START Dataset extract

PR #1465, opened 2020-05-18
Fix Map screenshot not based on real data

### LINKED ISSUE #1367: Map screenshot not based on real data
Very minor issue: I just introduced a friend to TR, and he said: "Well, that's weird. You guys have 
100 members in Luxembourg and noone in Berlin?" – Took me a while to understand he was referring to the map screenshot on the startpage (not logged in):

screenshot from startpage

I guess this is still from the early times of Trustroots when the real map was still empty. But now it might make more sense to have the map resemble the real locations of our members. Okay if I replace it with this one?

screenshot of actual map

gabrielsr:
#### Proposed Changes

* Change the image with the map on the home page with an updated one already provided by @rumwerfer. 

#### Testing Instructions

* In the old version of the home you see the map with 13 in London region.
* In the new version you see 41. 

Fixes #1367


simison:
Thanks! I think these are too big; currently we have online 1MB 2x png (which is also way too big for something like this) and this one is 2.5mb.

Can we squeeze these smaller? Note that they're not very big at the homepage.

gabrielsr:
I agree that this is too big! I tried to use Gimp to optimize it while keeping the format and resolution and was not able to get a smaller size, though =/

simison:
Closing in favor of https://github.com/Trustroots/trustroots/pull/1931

END Dataset extract

### To do
Of the lines above, extract only those from the line with "Fix Map screenshot not based on real data" to the line with "screenshot from startpage", both included, exactly as written.

### Task solution
Fix Map screenshot not based on real data

### LINKED ISSUE #1367: Map screenshot not based on real data
Very minor issue: I just introduced a friend to TR, and he said: "Well, that's weird. You guys have 
100 members in Luxembourg and noone in Berlin?" – Took me a while to understand he was referring to the map screenshot on the startpage (not logged in):

screenshot from startpage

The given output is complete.